This Focused Performance Weblog is a "business management blog" containing links and commentary related primarily to organizational effectiveness with a "Theory of Constraints" perspective. TOC is noted for its applications in Project Management and Multi-Project Management (Critical Chain) and Operations Management (Drum-Buffer-Rope), as well as in Marketing, Strategic Planning and Change Management (TOC Thinking Processes). If you are on an archive page, current postings are found here.
Thursday, August 10, 2006
Wicked Problems and Real Wicked Problems -- Glen Alleman has a good current piece on "wicked problems", which are defined by...
"...attributes that make them difficult to manage in a "top down" manner. And what does this mean an agile project manager? First is to recognize that problem solving is opportunity driven not plan driven. The challenge then is to create the opportunities...Wicked problems are primarily "issues" problems not "solutions" problems. They are "creation" problems rather than "assembly" problems. Solutions to wicked problem arise through intuitive processes rather than logical processes."
The idea of "issues problems" brings to mind the use of the TOC Conflict Diagram (aka Conflict Cloud) that helps to define problems in terms of their seemingly irreconcilable conflicts.
Such a construct helps bring the intuitive closer to the logical. Some practitioners have been known to talk about the TOC Thinking Processes as tools for "verbalizing intuition" via cause-and-effect relationships related to either clarifying sufficiency of causes for effects or necessity of pre-requistites for objectives. The conflict diagram falls in the category of "necessity" tool.
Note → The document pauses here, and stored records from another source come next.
PR #1496, opened 2026-08-27
fix(sourcemap): adopt a debug ID already present on the sourcemap

msonnb:
## Summary

`sentry sourcemap inject` and `sentry sourcemap upload` only looked for an existing debug ID in the **JS file** (`//# debugId=`). If the JS had no such comment but the **sourcemap** already carried `debug_id`/`debugId`, the CLI minted a brand-new content-derived ID, rewrote the JS, and overwrote the map's field.

## Why it matters

Sentry's JavaScript bundler plugins support `sourcemaps.disable: 'disable-upload'`: the plugin injects a runtime `_sentryDebugIds` snippet into the bundle during the build and stamps that same ID into the emitted `.js.map` (getsentry/sentry-javascript#23619). It deliberately does **not** append `//# debugId=` to the bundle, because rewriting the bundle after emit invalidates subresource-integrity hashes computed during the build (getsentry/sentry-javascript-bundler-plugins#949 — the reporter serves `<script integrity="…">` from `webpack-assets-manifest`).

Those users then run `sentry sourcemap upload ./dist`. Before this change the CLI minted a different ID, so the ID the SDK reported at runtime never matched what Sentry indexed and nothing symbolicated — plus the rewrite broke the SRI hashes they were protecting.

## What changed

Debug ID precedence when resolving a file pair:

1. `//# debugId=` in the JS → use it (unchanged; it's the on-disk spec marker)
2. **New:** otherwise, a valid `debug_id`/`debugId` on the sourcemap → adopt it, `wasInjected: false`, **neither file is written**
3. Otherwise, mint from content (unchanged)

`debug_id` wins over `debugId`. A value that isn't a well-formed UUID is treated as absent and falls through to minting.

Case 2 deliberately does **not** prepend the IIFE snippet and does **not** offset `mappings`: the bundle already has the plugin's own `_sentryDebugIds` writer (a second one under a different stack key makes the runtime mapping ambiguous), and the plugin's map already lines up with the un-offset bundle.

Covers external maps, inline (base64 `data:`) maps, `--dry-run`, and the discovery read behind `sourcemap resolve`. This is default behavior — not gated behind a new flag, and `--no-rewrite` is unchanged.

- `src/lib/sourcemap/debug-id.ts` — new `readSourcemapDebugId()`; early return in `injectDebugId()` and `injectInlineDebugId()`
- `src/lib/sourcemap/inject.ts` — new `readMapDebugId()` helper wired into the `--dry-run` branch and `resolveDirectorySourcemaps()`

The upload path needed no change — `buildArtifactPair()` already puts the resolved `debugId` on both entries — but it's covered end to end by new tests rather than assumed.

## On v3 parity

Worth recording, since the flag list in the migration guide reads as a capability loss:

- **`--debug-id-reference` was an `upload` flag**, and narrower than it sounds. Its help text: *"By default Debug ID reference has to be present both in the source and the related sourcemap. But in cases of binary bundles, the tool can't verify presence of the Debug ID. This flag allows use of Debug ID from the linked sourcemap."* It's a verification relaxation for binary bundles (Hermes bytecode, where a `//# debugId=` comment is impossible) — it injects nothing. This is why it shows up in the React Native docs right after `copy-debugid.js`.
- **v3's `sourcemaps inject` already adopted the map's ID by default**, no flag — but it still rewrote both files. The `debug_id_fresh` boolean in `sourcemaps.rs` only selects a report bucket; `fixup_js_file()` still injects the snippet and shifts the mappings either way. So `Ignored: The following sourcemap files already have debug ids` meant *"no new ID minted"*, not *"file untouched"*.

So this PR matches v3 on **which ID wins** and is intentionally stricter on **what gets written** — leaving both files byte-identical is precisely what makes the integrity-hash workflow work.

**Known gap, flagged for review:** a map carrying a `debug_id` whose bundle has *neither* a comment *nor* a plugin snippet now gets no runtime registration at all (v3 would have injected one). It doesn't affect the two motivating workflows — Hermes can't be injected anyway, and `disable-upload` already has the snippet — but if we want v3 parity there, the fix would be to detect `_sentryDebugIdIdentifier` in the bundle and fall back to injecting when absent. Left out because sniffing "does this bundle self-register?" from a substring is fragile.

## Tests

`test/lib/sourcemap/inject.test.ts` — 8 new cases: external `debug_id`; the `debugId` spelling; precedence between the two; inline map; JS comment wins over a conflicting map field; malformed value falls through to minting; `--dry-run` reports the adopted ID; repeat runs stay a no-op. Each asserts the JS and map are byte-identical.

`test/commands/sourcemap/upload.test.ts` — 2 new cases asserting uploaded artifacts carry the adopted ID on both the `minified_source` and `source_map` entries, for external and inline maps.

## Docs

Added a bullet to `migrating-from-v3.md` noting the capability is back as automatic default behavior, with the accurate v3 semantics.

## Verification

- `pnpm lint` — clean
- `pnpm typecheck` — clean
- `pnpm test:unit` — 9334 passed. The 6 failures in `test/lib/time-range.test.ts` are pre-existing and unrelated (timezone-dependent assertions); confirmed identical on a clean tree via `git stash`.

### DIFF
--- a/packages/cli/src/lib/sourcemap/debug-id.ts
+++ b/packages/cli/src/lib/sourcemap/debug-id.ts
@@ -35,6 +35,33 @@ const DEBUGID_COMMENT_PREFIX = "//# debugId=";
 /** Regex to extract an existing debug ID from a JS file. @internal */
 export const EXISTING_DEBUGID_RE = /\/\/# debugId=([0-9a-fA-F-]{36})/;
 
+/** UUID format: 8-4-4-4-12 hex with hyphens. */
+const UUID_RE =
+  /^[0-9a-f]{8}-[0-9a-f]{4}-[0-9a-f]{4}-[0-9a-f]{4}-[0-9a-f]{12}$/i;
+
+/**
+ * Read a pre-existing debug ID off a parsed sourcemap.å
+ *
+ * `debug_id` wins over `debugId` when both are present. A value that is not a
+ * well-formed UUID is treated as absent so the caller falls through to minting.
+ *
+ * @param map - A parsed sourcemap object (any shape; fields are probed)
+ * @returns The debug ID, or `undefined` when the map carries none
+ * @internal
+ */
+export function readSourcemapDebugId(map: unknown): string | undefined {
+  if (typeof map !== "object" || map === null) {
+    return;
+  }
+  const { debug_id: snake, debugId: camel } = map as SourcemapJson;
+  for (const candidate of [snake, camel]) {
+    if (typeof candidate === "string" && UUID_RE.test(candidate)) {
+      return candidate;
+    }
+  }
+  return;
+}
+
 /**
  * Generate a deterministic debug ID (UUID v4 format) from content.
  *
@@ -118,7 +145,9 @@ export function prependDebugIdSnippet(
  * registered in source code (`constants.ts`) instead of via the IIFE.
  *
  * The operation is **idempotent** — files that already contain a
- * `//# debugId=` comment are returned unchanged.
+ * `//# debugId=` comment are returned unchanged. A debug ID already present
+ * on the sourcemap is likewise adopted as-is, leaving both files untouched
+ * (see {@link readSourcemapDebugId}).
  *
  * @param jsPath - Path to the JavaScript file
  * @param mapPath - Path to the companion `.map` file
@@ -140,6 +169,19 @@ export async function injectDebugId(
   const existingMatch = jsContent.match(EXISTING_DEBUGID_RE);
   if (existingMatch?.[1]) {
     return { debugId: existingMatch[1], wasInjected: false };
+  }
+
+  const map = JSON.parse(mapContent) as SourcemapJson;
+
+  // The JS carries no comment, but the map may already have been stamped by a
+  // bundler plugin that intentionally left the bundle alone. Adopt that ID and
+  // touch neither file: the bundle already registers it via the plugin's own
+  // `_sentryDebugIds` writer (a second snippet under a different stack key
+  // would make the runtime mapping ambiguous), and the map's `mappings` line
+  // up with the un-offset bundle.
+  const mapDebugId = readSourcemapDebugId(map);
+  if (mapDebugId) {
+    return { debugId: mapDebugId, wasInjected: false };
   }
 
   // Derive the debug ID from the minified JS content combined with the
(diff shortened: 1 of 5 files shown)


packages/cli/src/lib/sourcemap/debug-id.ts
```diff
@@ -35,6 +35,33 @@ const DEBUGID_COMMENT_PREFIX = "//# debugId=";
 /** Regex to extract an existing debug ID from a JS file. @internal */
 export const EXISTING_DEBUGID_RE = /\/\/# debugId=([0-9a-fA-F-]{36})/;
 
+/** UUID format: 8-4-4-4-12 hex with hyphens. */
+const UUID_RE =
```
BYK: Don't we already have this regular expression somewhere else??

packages/cli/src/lib/sourcemap/inject.ts
```diff
@@ -139,6 +141,29 @@ export async function injectDirectory(
...
+async function readMapDebugId(map: MapSource): Promise<string | undefined> {
+  if (map.kind === "inline") {
+    return readSourcemapDebugId(map.decoded.map);
+  }
+  try {
+    return readSourcemapDebugId(
+      JSON.parse(await readFile(map.mapPath, "utf-8"))
+    );
+  } catch (err) {
+    log.debug(`failed to read debug ID from sourcemap: ${map.mapPath}`, err);
```
BYK: Should this be reported to Sentry upstream?

packages/cli/test/commands/sourcemap/upload.test.ts
```diff
@@ -4,7 +4,13 @@
  * branches in `buildEmptyDiscoveryError`.
  */
 
-import { mkdirSync, mkdtempSync, rmSync, writeFileSync } from "node:fs";
+import {
+  mkdirSync,
+  mkdtempSync,
+  readFileSync,
+  rmSync,
+  writeFileSync,
```
BYK: Let's use the async versions from `node:fs/promises` for all these

packages/cli/src/lib/sourcemap/debug-id.ts
msonnb: yes, fixed.

packages/cli/src/lib/sourcemap/inject.ts
msonnb: I raised it to `log.warn` like in `findCompanionMap` because it's ultimately something a user needs act on and not a CLI issue. Let me know if you prefer to emit telemetry.

packages/cli/test/commands/sourcemap/upload.test.ts
msonnb: done 👍

BYK (approved):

Getting back to Gene's "wicked problems." Despite the characteristics with which he starts his post, I find it hard to fathom such a problem that could not be defined in terms of some sort of irreconcilable conflict, driving us down one path to satisfy one (or more) objective(s) and at the same time requiring another action deemed necessary to satisfy an equally important objective but in conflict with the first action path, assuming that the objectives are also related to some larger common goal. Serious "wickedness" could be a factor of being a collection of such rock-and-hard-place conflicts, either related or not.
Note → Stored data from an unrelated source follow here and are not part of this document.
PR #1499, opened 2026-08-28
feat(migrate): Add `migrate` command and JS v10 -> v11 migration

msonnb:
## `sentry migrate` — upgrade a project across a Sentry SDK major

Upgrading across an SDK major currently means reading the migration guide and finding every renamed option, moved import and removed export by hand. This adds a command that does the mechanical part and hands you a list of what's left.

```
sentry migrate            # apply
sentry migrate --dry-run  # preview
```

- Detects which migration applies by reading the project. One ships today, JavaScript SDK 10.x → 11.x.
- Applies every breaking change that can be made deterministically.
- Marks call sites needing a human decision with `TODO`.
- Writes `*_MIGRATION.md` listing what's left, with a `file:line` per item. Hand that file to a coding agent and it only works on what the codemod already proved it can't do.
- Refuses to run outside git or on a dirty tree, since `git checkout` is the undo. `--allow-dirty` overrides.
- Rewrites `package.json` but installs nothing, so no lockfile churn buries the diff. Safe to re-run.

The engine is generic and the JS v11 knowledge is a plugin under `migrations/sentry-javascript-v11/`. A migration is a list of small tasks, each of which decides for itself whether it applies by looking for the thing it knows how to change. Nothing consults a catalog of what's relevant. A task that finds nothing writes nothing, one failing task can't take down the run, and `--only` / `--skip` address any of them by id.


HazAT:
This looks great for specialized migrations. One thing I’d suggest adding is a generic fallback for upgrades without a dedicated migration: detect the SDK/version, read the relevant changelog or migration guide, and surface the important breaking changes for an agent to act on. Agents should still be able to pick this stuff up when we haven’t built a bespoke codemod, especially changes that could surprise users.

BYK (changes requested):
Preemptively blocking. 

I like the idea but I don't like the specific implementation:

CLI cannot be a dumping ground for all SDKs all migrations. All it can have can be a harness, or a run-time etc. The actual logic should live in the respective SDK's repo and should be dynamically imported as we also cannot afford shipping all this code at all times. 

Moreover, I think this should use the same smart backend with `sentry init`. I think @betegon would have better ideas how to achieve that.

Addressing an "issue problem", in my mind, is hindered by invisible dogma -- by beliefs in the issue -- in the conflict -- and in the conflict as irreconcilable -- "there's nothing we can do about it," -- "it's always been like this," -- and perpetuated by the development of copingmechanisms alluded to by Glen. But if the irreconcilableness can be discussed in terms of necessity logic, there's a chance to question the underlying assumptions that keep it alive - that reinforce the "must have" necessity arrows of the diagram. It's not just a "creation" problem, it's also a problem of perpetuation. But if one of those assumptions can be invalidated in a way that allows both objectives to be achieved without relying on one or both of the conflicting actions, a potential opening move to a solution might be in the offing.
Warning: Major leap of context ahead.
OK. All that said, there are some situations that are truly "wicked problems" for which there is no common objective.
I thought I had written before about the difficulty of problems/conflicts that are based in other than what most of us can accept as rational (or at least discussable and "questionable") needs or requirements, but I can't seem to find it other than a reference to superstition. (Probably did so on some e-mail discussion group.) Along these lines, the same day I read Glen's piece, political columnist Andrew Sullivan described what might be an ultimate example in real wicked problems:
"This is what happens when religion takes over politics. Rational negotiation becomes impossible; victory becomes a theological mandate; no end becomes feasible except conflict; and in this case, some of the actors actually want that conflict to be apocalyptic. We have to understand the fundamentalist mindset we are grappling with. It is not rational in worldly terms. It is other-worldly - and rational only under those theological constructs. For those reasons, it is the biggest threat to Western freedom since the totalitarianisms of the last century; and easily the most mortal theat to Israel since its founding. It cannot be disarmed or reasoned with; it can only be defeated."
When the "top-down" "issues" of such problems are embedded in unquestionable assumptions and unquestionable requirements (aka inflexible dogma), there is little or no hope of rational solution that works for both sides.
I'll take Glen's wicked problems over Andrew's any day.